[[ Records provided, beginning ]]
PR #1032, opened 2020-07-31
Replace "&amp;" with & in post_titles.

corsacca:


micahmills:
If #1092 works, we can close this.

PR #1038, opened 2020-08-11
filtering out duplicates from the people group compact end point.

micahmills:
This occurs when you have a translation setup for a people group, the search is looking for matches in both the title and the translation labels. If your search matches both (ie Title - American and Spanish Label - Americano and you search for American) it will return the people group twice. This compares the post ID to create a unique array that is returned.


corsacca:
Nice one @micahmills

micahmills:
Don't be to impressed it was mostly knowing what to search/copy and paste from stackoverflow 😁

Issue #1064, opened 2020-09-14
Date fields wrong timezone


corsacca:
The date field stores the time as the start of the day utc. This gets converted to the previous day in other time zones: seehttps://github.com/DiscipleTools/disciple-tools-mobile-app/issues/408

micahmills:
I looked into this a bit last night. The dates are not actually being saved at the start of the date UTC they are being saved at the start of the day for the timezone the user is in when they save the date. 

So if you save the date of October 1st in Istanbul, it saves the time stamp of 1601499600 if you save that date in San Francisco it saves the time stamp of 1601535600. 

We can fix this going forward by adding some parameters to the formatDate function and the moment.js calls (I will send in a PR shortly). But we will need to discuss what to do with past dates that are not saved at the beginning of the day UTC.

I see 2 possible solutions:
1. Leave them as they are and we will have a few cases where multi time zone teams will see things a day off.
2. On the next update run some sort of batch update that will update all the timestamps to utc. This is obviously the most complete solution, but it will take some work and I am not sure if it is worth it right now.

As a side note for anyone who might read this later. To make testing this easier you can change your timezone in Chrome without having to change your system time. See https://stackoverflow.com/a/60008052 for details.

corsacca:
Closed by #1071

PR #1071, opened 2020-10-19
Addresses #1064 going forward

micahmills:
by making all timestamps based on the start of the day utc not the local time

### DIFF
--- a/dt-assets/js/details.js
+++ b/dt-assets/js/details.js
@@ -80,7 +80,7 @@ jQuery(document).ready(function($) {
           date = " ";//null;
         }
         let id = $(this).attr('id')
-        rest_api.update_post( post_type, post_id, { [id]: moment(date).unix() }).then((resp)=>{
+        rest_api.update_post( post_type, post_id, { [id]: moment.utc(date).unix() }).then((resp)=>{
           if (this.value) {
             this.value = window.SHAREDFUNCTIONS.formatDate(resp[id]["timestamp"]);
           }
--- a/dt-assets/js/group-details.js
+++ b/dt-assets/js/group-details.js
@@ -624,7 +624,7 @@ jQuery(document).ready(function($) {
           date = $(val).val();
         }
         let id = $(val).attr('id')
-        API.update_post( 'groups', groupId, { [id]: moment(date).unix() }).then((resp)=>{
+        API.update_post( 'groups', groupId, { [id]: moment.utc(date).unix() }).then((resp)=>{
           if (val.value) {
               $(val).val(moment.unix(resp[id]["timestamp"]).format("YYYY-MM-DD"));
           }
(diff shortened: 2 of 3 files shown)


corsacca:
Hey @micahmills 
(https://disciple.tools/dev-docs/rest-api/post-types-fields-format/)
The API currently expects dates to be in 'yyyy-mm-dd' format. It then uses strtotime to convert the date into the unix time stamp which would result in a timestamp for the start of the day UTC.
Passing in the timestamp directly works, but requires the client to figure out the the right value like you've done here.
Thoughts on using yyyy-mm-dd instead?

micahmills:
We could use the yyyy-mm-dd format but we lose the internationalization and formatting that we have with the formatDate functions (https://github.com/DiscipleTools/disciple-tools-theme/blob/d915605c33f48b4c87c7fe23b4f3ed675c92d759/dt-assets/js/shared-functions.js#L379).

corsacca:
Yes, for displaying the date we should continue using the formatDate() function. Makes the user's life much nicer.
When sending the updated value to the server we need to use the unix timestamp format or the yyyy-mm-dd format. 
The api does the converting already when using receiving a date in the yyyy-mm-dd format, which is why i lean towards using it.

micahmills:
Just so I am clear we would save the date in the YYYY-MM-DD format in the database then in the formatDate function we would convert it to a time stamp for the international formatting?

corsacca:
> Just so I am clear we would save the date in the YYYY-MM-DD format in the database then in the formatDate function we would convert it to a time stamp for the international formatting?

No, the API transforms it to a unix timestamp before it is saved in the DB.

micahmills:
I believe that is what this PR does. The issue is that previously the time code were getting was midnight of the day selected in the users timezone not UTC. This should make sure that the saved time codes are for the start of day UTC. 

For previously saved dates we will need to put together a plan for either updating all the old timecode or just know that they might be a day off for teams that are working across multiple timezones and have saved dates previous to this update.

corsacca:
`moment(date).unix()` isn't correct because the time zone is off.
`moment.utc(date).unix()` is correct. 
`moment.utc(date).format('YYYY-MM-DD')` would also be correct (and what the documentation says to send to the API). The server would convert to utc and save the timestamp to the DB.

I'm fine with `moment.utc(date).unix()` and added it to the groups page too.

micahmills:
Should we do something with previously saved dates that might have the time stamp that is not utc? We could come up with a script to run through all the old dates and fix them but there will be some edge cases to plan for. Or we could just leave it as it is and know that previously saved dates might be off by a day for teams working in multiple time zones.

corsacca:
For fixing historical data:
The theme and the app have updated dates at the same time, so it will be generally hard to know which ones are correct and which ones are not.
I think we can leave it and new dates going forward will be correct.

micahmills:
Sounds good to me

PR #1076, opened 2020-11-18
The hook was moved from place to function correctly

ferleysilva:
Hi Corsac, I had to move the hook you created from line 264 to line 266 for it to work correctly, do not modify any validation of yours

### DIFF
--- a/single-groups.php
+++ b/single-groups.php
@@ -261,9 +261,9 @@ if ( ! current_user_can( 'access_groups' ) ) {
 
                                     </div>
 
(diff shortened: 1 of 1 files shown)


corsacca:
@ferleysilva I realize that i named the hook wrong. It should be `health-metrics` and it should stay in the health metrics tile.
I've added hooks for you to create non-standard tiles:
`dt_record_bottom_after_tiles` and `dt_record_bottom_below_tiles`

corsacca:
@ferleysilva  `dt_record_bottom_after_tiles`  or  `dt_record_bottom_below_tiles` fit the workflow you are going for?

PR #1077, opened 2020-11-18
Feature bulk edit

micahmills:
I have created a bulk edit feature for the Contacts and Groups page. Right now you can only Assign, Sub-assign, Share, Request and update and Follow contact or groups. 

In the sub-assign and share fields you can have multiple users, but there is not currently a way to remove a sub-assigned or shared user in bulk because currently we don't have a UI for that in this context. So if you add a user in those fields it will add it to the list, but there isn't a way to bulk remove that user at this time.

If you guys can give this your eye balls and see what you think, I also haven't tried this with hundreds of updates to see the performance yet. 

Here are a list of things I would like to add to it, let me know if there are other things that need to be added.

1. Add a Status update field for bulk updating the status of contacts and groups.
2. Add all the other fields custom and otherwise so they an be updated in bulk.
3. Think through a UI for removing sub-assigned and shared users in bulk.


corsacca:
I'm excited to review this and test it out. Thanks Micah! I'll get back to you when we have.

micahmills:
To make your review a little easier I can explain what is happening to make this work.

I largely took the JS for the typeaheads and other fields from the details.js files. The only thing that was changed other than names and such, was that instead of firing the update API when the field is completed, it instead saves it to a data attribute on the input labeled 'bulk_key_' and then the name of the field the field. 

When you click the update button it finds the ID of all the checked contacts/groups and gets all the bulk_key_ fields from the various bulk inputs. From there is compiles the update payload and fires that off to the API. The share function is a bit different so it has to do its own API call, but does basically the same thing.

I did update the render_field_for_display php function to add some optional params so it would output the bulk fields as needed.

corsacca:
Hey,
I like the UI for on the list with the checkboxes!

Help me understand the need to update the keys in  `render_field_for_display`.
Is there a conflict with the field inputs in the filter pannel?
I don't think the update the fields would call the update API functions because those listeners are only loader on the record details page in the details.js.

The page is refreshing for me before the updates are done, so it only gets about ~16 of the 100

micahmills:
the render_field_for_display changes are because those fields are used in the filters modal. I was having issues with the IDs duplicating and the JS for the filters being called instead.

I will look into he the issue of refreshing before all 100 are done. It is probably a promise problem.

micahmills:
I can't seem to recreate the problem with the page refreshing before all the items are updated. It is possible that it is a promise issue, but I can't seem to track it down. Lets chat tomorrow and see if we can figure out what is causing it.

corsacca:
It does look like the promine().then() is being called before the all the api calls are done.

micahmills:
I have refactored to use Promise all and that seems to take care of the problem. 

I have noticed that somewhere around 400 API calls they start to fail. I suspect this is a limitation of the server, I will look to see if there is a way to delay these so that they don't DDOS the server.

corsacca:
Can we do a queue of 10?
https://github.com/DiscipleTools/disciple-tools-import-export/blob/81139ebe0b9be8ff7fff76504b8b3a8b0d56ff9b/includes/admin/admin-menu-and-tabs.php#L1066
the import plugin has an example that we could harvest.

micahmills:
That is brilliant. I think I have it working. I just ran it through 1000 contacts changing the Assigned_to Subassigned_to share update_required, and follow values. It took 3 1/2 minutes but it got through them all. 

I haven't tracked it down fully but it appears that if you share a contact with someone that it is already shared with it throws an error and it shows up in the console. I will look to see if we can keep that from happening.

dt-core/global-functions.php
```diff
@@ -335,20 +336,28 @@ function render_field_for_display( $field_key, $fields, $post, $show_extra_contr
                 return;
             }
             if ( isset( $post['type']["key"], $fields[$field_key]["only_for_types"] ) ) {
-                if ( !in_array( $post['type']["key"], $fields[$field_key]["only_for_types"] ) ) {
-                    return;
+                if ( is_null( $post ) && $is_bulk_edit) {
```
corsacca, line 339: I don't this is_null() will ever be true based on the isset() above it.

corsacca:
I like how this is looking. The queue worked well in the 100 contacts i tested.
I created a PR for a suggestion on the render_field_for_display().
I wonder if the added prefix should only be added to the top level id="" on the field and not the lower level classes and data- attributes.

micahmills:
> I wonder if the added prefix should only be added to the top level id="" on the field and not the lower level classes and data- attributes.

I think that is fine for the simple inputs, but the typeaheads are fairly complex and there is a lot of markup and JS that I am not 100% sure what it does or how it does it. For the typeaheads I found that I needed to change more than just the top lever id to make things work. 

As for the data-attributes that I am adding to the fields, because I wasn't sure exactly what all is/might be done with those fields from jquery plugins or other JS in the project, I wanted to make sure to name space the attributes to make them unique and not overlap with anything else. 

That being said, If you see a way to make it more simple I am all for that.

micahmills:
For everyone that has followed this so far. I have added (almost) all the other fields to the bulk edit section. Tags, and Location are a bit more complicated and I will try to get those working. If you are so inclined please have a look at this and see if you find anything that doesn't work properly or you don't like the design of.

corsacca:
Sight bug: 
I have more than 1 selected
image

corsacca:
When the button has a number the loading spinner does not appear.

corsacca:
The overall status field does not apply to groups:
I think we should add a check to see if the field is available/enabled before display it.
image

corsacca:
Getting: `Undefined variable: contact in disciple-tools-theme/archive-template.php on line 234`

micahmills:
> When the button has a number the loading spinner does not appear.

Which loading spinner?

corsacca:
When the button has a number in it this loading spinner does not show:
image

micahmills:
@corsacca I believe that should take care of the bugs you found

corsacca:
Thank you @micahmills !!

PR #1081, opened 2020-12-03
Reporting upgrade

ChrisChasm:


dt-mapping/mapping-queries.php
```diff
@@ -1488,5 +1488,475 @@ public static function query_under_location_grid_meta_id( $post_type, $grid_id,
         return $results;
     }
 
+    /**
+     * Performance query for contacts location_grid without dependency on location_grid_meta
+     * @param null $status
+     * @return array
+     */
+    public static function query_contacts_location_grid_totals( $status = null ) {
```
corsacca, line 1496: @ChrisChasm  Why add these back in?

dt-core/migrations/0038-add-report-columns.php
```diff
@@ -0,0 +1,42 @@
...
+        $wpdb->query( "ALTER TABLE $wpdb->dt_reports ADD `parent_id` BIGINT(22) NULL DEFAULT NULL AFTER `id`" );
+
+        // add_posttype
+        $wpdb->query( "ALTER TABLE $wpdb->dt_reports ADD `post_type` VARCHAR(20) NULL DEFAULT NULL AFTER `post_id`" );
+
+        // move hash
+        $wpdb->query( "ALTER TABLE $wpdb->dt_reports MODIFY COLUMN `hash` VARCHAR(65) NULL DEFAULT NULL AFTER `timestamp`" );
+
+        // add parent_id index
+        $wpdb->query( "ALTER TABLE $wpdb->dt_reports ADD INDEX `parent_id` ( `parent_id` )" );
```
corsacca, line 21: @ChrisChasm we need to check if the index does not already exists.

PR #1084, opened 2020-12-07
add api endpoint to log activity from front-end

cairocoder01:
In order to facilitate greater use of the activity logging, especially for actions that only happen in the client, this exposes an endpoint to save activity logs.

### DIFF
--- a/dt-core/core-endpoints.php
+++ b/dt-core/core-endpoints.php
@@ -57,12 +57,39 @@ class Disciple_Tools_Core_Endpoints {
 
 
     /**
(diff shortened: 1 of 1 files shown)


corsacca:
@cairocoder01 I like the idea. 
Can we add some logic to make sure:
- the user can't create activity as other users (the user id must be the current authenticated user). 
- the user can't create activity on contacts they do not have access to

cairocoder01:
@corsacca Good thinking. Added those checks now.

corsacca:
Beautiful!

PR #196, opened 2023-06-30
chore: add validation to prompts

nsalamad:
# Changes
* Add validation for required values, kebob case, and max length
* Fix bug with listPromptOption when discarding changes
* Fix bug where `variation`/`variables` was being sent as an empty array after discarding changes for variation/variables changes on features update

### DIFF
--- a/src/utils/validators.ts
+++ b/src/utils/validators.ts
@@ -1,0 +1,20 @@
+export const isRequired = (inputName: string, value: string) => {
+    if (!value || value.trim().length === 0) {
+        return `${inputName} is required.`
+    }
+    return true
+}
+
+export const isValidKey = (inputName: string, value: string) => {
+    if (!/^[\w-.]+$/.test(value)) {
+        return `${inputName} can only contain letters, dashes, dots and underscores.`
+    }
+    return true
+}
+
+export const maxLength = (inputName: string, value: string, max: number) => {
+    if (value.length > max) {
+        return `${inputName} cannot be longer than ${max} characters.`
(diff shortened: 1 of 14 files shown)


laurawarr (approved):

src/utils/validators.ts
```diff
@@ -0,0 +1,20 @@
+export const isRequired = (inputName: string, value: string) => {
+    if (!value || value.length === 0) {
+        return `${inputName} is required.`
+    }
+    return true
+}
+
+export const isKebabCase = (inputName: string, value: string) => {
+    if (!/^[\w-.]+$/.test(value)) {
+        return `${inputName} can only contain letters, dashes, dots and underscores.`
```
laurawarr, line 10: just a naming nitpick, this seems to be validating more than just kebab case, would something like "isValidKey" be more accurate?

src/utils/validators.ts
```diff
@@ -0,0 +1,20 @@
+export const isRequired = (inputName: string, value: string) => {
+    if (!value || value.length === 0) {
```
laurawarr, line 2: may be worth adding a trim to make sure it's not just whitespace characters?
```suggestion
    if (!value || value.trim().length === 0) {
```

laurawarr (approved):
A couple small comments on the validation helpers, but otherwise looks good

src/utils/validators.ts
nsalamad: agreed. Will make the change

PR #199, opened 2023-06-30
variations update should now properly accept feature keys as an arg

elliotCamblor:


src/commands/variations/update.ts
```diff
@@ -65,11 +66,14 @@ export default class UpdateVariation extends UpdateCommand {
         } else {
             selectedVariation = await fetchVariationByKey(this.authToken, this.projectKey, featureKey, args.key)
         }
-
+        const feature = await fetchFeatureByKey(this.authToken, this.projectKey, featureKey)
```
laurawarr, line 69: could we just do this if we're not using the feature prompt? otherwise we're fetching the feature from the api twice

elliotCamblor: I still need to fetch even if were not using the feature prompt, since the feature prompt doesnt return the full feature. I made a ticket to refactor that because the prompt is being used in several different places

laurawarr: Won't the request to fetch the variables associated with the feature already return an error like this if the key is invalid?

elliotCamblor: yeah I think youre right. Pretty sure I got baited by typescript here

src/commands/variations/update.ts
```diff
@@ -65,11 +66,11 @@ export default class UpdateVariation extends UpdateCommand {
         } else {
             selectedVariation = await fetchVariationByKey(this.authToken, this.projectKey, featureKey, args.key)
         }
-
+        const feature = await fetchFeatureByKey(this.authToken, this.projectKey, featureKey) as Feature
         this.prompts.push(await getVariationVariablePrompt(
             this.authToken,
             this.projectKey,
-            featureKey,
+            feature._id,
```
laurawarr, line 73: this seems like it would be an API bug, all the endpoints should accept either a key or an ID 🤔

laurawarr (approved):

src/commands/variations/update.ts
elliotCamblor: Even for query params? This field in the query params class called `isObjectIDorFalse` which makes it seem intentional

elliotCamblor: Im just not sure why 😅

laurawarr: Ideally all values could be accepted as keys, I'm assuming we made this choice to avoid querying the feature by key just to build the variable query params. We could consider updating the API, but that's out of scope of this work 😛

PR #203, opened 2023-07-04
chore: update description to explain definition and serve for targeting update

jsalaber:


jsalaber:
* main
  * **PR #203** <a href="https://app.graphite.dev/github/pr/DevCycleHQ/cli/203" target="_blank">Graphite</a>  👈

This comment was auto-generated by [Graphite](https://app.graphite.dev/github/pr/DevCycleHQ/cli/203?utm_source=stack-comment).

src/commands/targeting/update.ts
```diff
@@ -18,7 +18,8 @@ import { FeatureConfig } from '../../api/schemas'
 
 export default class UpdateTargeting extends Base {
     static hidden = false
-    static description = 'Update Targeting rules'
+    // eslint-disable-next-line max-len
+    static description = 'Update Targeting rules for a Feature. Definition is the audience for the feature, while serve is the variation to serve to the audience.'
```
nsalamad, line 22: would it be possible to surround 'definition' and 'serve' backticks(`)? Also i think we should be specific about the fact that `serve` should be the key or the mongo ID of the variation to serve

jsalaber: it won't format in the console with backticks unfortunately

nsalamad: oh sorry, i meant for the markdown file. Don't remember if the markdown text is generated from the string here

nsalamad (approved):
If you're able to add backticks, cool. If not, all good

PR #210, opened 2023-07-05
Dvc 8076 refactor feature prompt

elliotCamblor:
- Change FeaturePrompt to return the full feature object rather than just the key
- VariableFeaturePrompt still just returns the key, uses a transformer on the feature prompt answer to do so
- Update everywhere that uses FeaturePrompt to support the new output
- Remove a bunch of redundant API calls to fetch the feature
- Fix a bug with variations create where it would send the featureKey as a query param to variables GET
- Update all affected unit tests to mock out the correct api calls

### DIFF
--- a/src/commands/features/delete.ts
+++ b/src/commands/features/delete.ts
@@ -2,7 +2,7 @@ import { Args } from '@oclif/core'
 import { deleteFeature } from '../../api/features'
 import Base from '../base'
 import inquirer from 'inquirer'
-import {featurePrompt, FeaturePromptResult} from '../../ui/prompts'
+import { featurePrompt, FeaturePromptResult } from '../../ui/prompts'
 
 export default class DeleteFeatures extends Base {
     static hidden = false
--- a/src/commands/features/delete.ts
+++ b/src/commands/features/delete.ts
@@ -22,11 +22,11 @@ export default class DeleteFeatures extends Base {
 
         let featureKey
         if (!args.feature) {
-            const { feature  } = await inquirer.prompt([featurePrompt], {
+            const { feature } = await inquirer.prompt([featurePrompt], {
                 token: this.authToken,
                 projectKey: this.projectKey
             })
-            featureKey = feature
+            featureKey = feature.key
         } else {
             featureKey = args.feature
         }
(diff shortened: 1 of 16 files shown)


src/commands/variations/create.ts
```diff
@@ -43,13 +44,14 @@ export default class CreateVariation extends CreateCommand {
...
+        let feature_id
         if (!args.feature) {
             const { feature } = await inquirer.prompt([featurePrompt], {
                 token: this.authToken,
                 projectKey: this.projectKey
             })
-
-            featureKey = feature
+            featureKey = feature.key
+            feature_id = feature._id
```
nsalamad, line 54: nitpick: should this be in camel case?

elliotCamblor: normally we use snake case for fields that contain mongo ids, but im open to debate on it

elliotCamblor: Though it does have precedent in this repo already to use snake case

jsalaber (approved):

src/commands/variations/create.ts
nsalamad: ah i see, nvm then

src/commands/features/delete.ts
```diff
@@ -22,11 +22,11 @@ export default class DeleteFeatures extends Base {
 
         let featureKey
         if (!args.feature) {
-            const { feature  } = await inquirer.prompt([featurePrompt], {
+            const { feature } = await inquirer.prompt([featurePrompt], {
```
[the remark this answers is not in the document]
elliotCamblor: maybe thats possible with inquirer? That would be its own ticket imo since we would need to update all of the prompts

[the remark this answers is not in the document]
jsalaber: we already do it in a number of places in the code, for example in the update variables code we use it to explicitly type the result of the prompt: 
```
const { variable } = await inquirer.prompt<VariablePromptResult>([variablePrompt], {
```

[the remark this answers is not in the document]
elliotCamblor: idk how I hadn't noticed that! Ill add it to some of the prompts I changed in this PR

PR #211, opened 2023-07-05
chore: output targeting enable disable as a tree

jsalaber:
# Changes

- Refactor enable / disable targeting commands to use common method
- output response of enable / disable targeting as a tree

### DIFF
--- a/src/commands/targeting/disable.ts
+++ b/src/commands/targeting/disable.ts
@@ -1,8 +1,10 @@
 import { Args } from '@oclif/core'
-import inquirer from '../../ui/autocomplete'
 import { disableTargeting } from '../../api/targeting'
-import { EnvironmentPromptResult, environmentPrompt, featurePrompt } from '../../ui/prompts'
 import Base from '../base'
+import { fetchEnvironmentByKey, fetchEnvironments } from '../../api/environments'
+import { fetchVariations } from '../../api/variations'
+import { renderTargetingTree } from '../../ui/targetingTree'
+import { getFeatureAndEnvironmentKeyFromArgs } from '../../utils/targeting'
 
 export default class DisableTargeting extends Base {
     static hidden = false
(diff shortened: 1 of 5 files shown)


jsalaber:
* main
  * **PR #211** <a href="https://app.graphite.dev/github/pr/DevCycleHQ/cli/211" target="_blank">Graphite</a>  👈

This comment was auto-generated by [Graphite](https://app.graphite.dev/github/pr/DevCycleHQ/cli/211?utm_source=stack-comment).

src/utils/targeting/index.ts
```diff
@@ -0,0 +1,46 @@
+import { disableTargeting, enableTargeting } from '../../api/targeting'
+import inquirer from '../../ui/autocomplete'
+import { featurePrompt, EnvironmentPromptResult, environmentPrompt } from '../../ui/prompts'
+
+export const getResponsesForEnableDisableTargeting = async (
```
laurawarr, line 5: Would this be more accurate as something like `getFeatureAndEnvironmentArgs`? I had to read the function code to understand what "responses" this is getting. I could also see us using this for targeting commands other than enable/disable

src/commands/targeting/enable.ts
```diff
@@ -23,47 +28,26 @@ export default class EnableTargeting extends Base {
...
-            responses.featureKey,
-            responses.environmentKey
-        )
-        return this.writer.showResults(enableTargetingForFeatureAndEnvironment)
+            responses.featureKey as string,
+            responses.environmentKey as string
+        ) 
+    
+        if (flags.headless) {
+            this.writer.showResults(getResponsesForEnableDisableTargeting)
```
laurawarr, line 45: shouldn't this take `updatedTargeting` rather than `getResponsesForEnableDisableTargeting`?

jsalaber: oops yeah

src/commands/targeting/disable.ts
```diff
@@ -23,47 +25,26 @@ export default class DisableTargeting extends Base {
...
-        return this.writer.showResults(disableTargetingForFeatureAndEnvironment)
+            responses.featureKey as string,
+            responses.environmentKey as string
+        ) 
+    
+        if (flags.headless) {
+            this.writer.showResults(updatedTargeting)
+        } else {
+            // TODO: reuse the data fetched for the prompts
+            const environments = await fetchEnvironments(this.authToken, this.projectKey)
```
laurawarr, line 45: we could just fetch the related environment by key, since we're only updating one

laurawarr (approved):
one small comment regarding fetch the env, but otherwise looks good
[[ Records provided, end ]]
_Task statement_
Counting only lines that contain the word "environmentPrompt", give the number found in the data, and nothing else.

_Output for this task_
2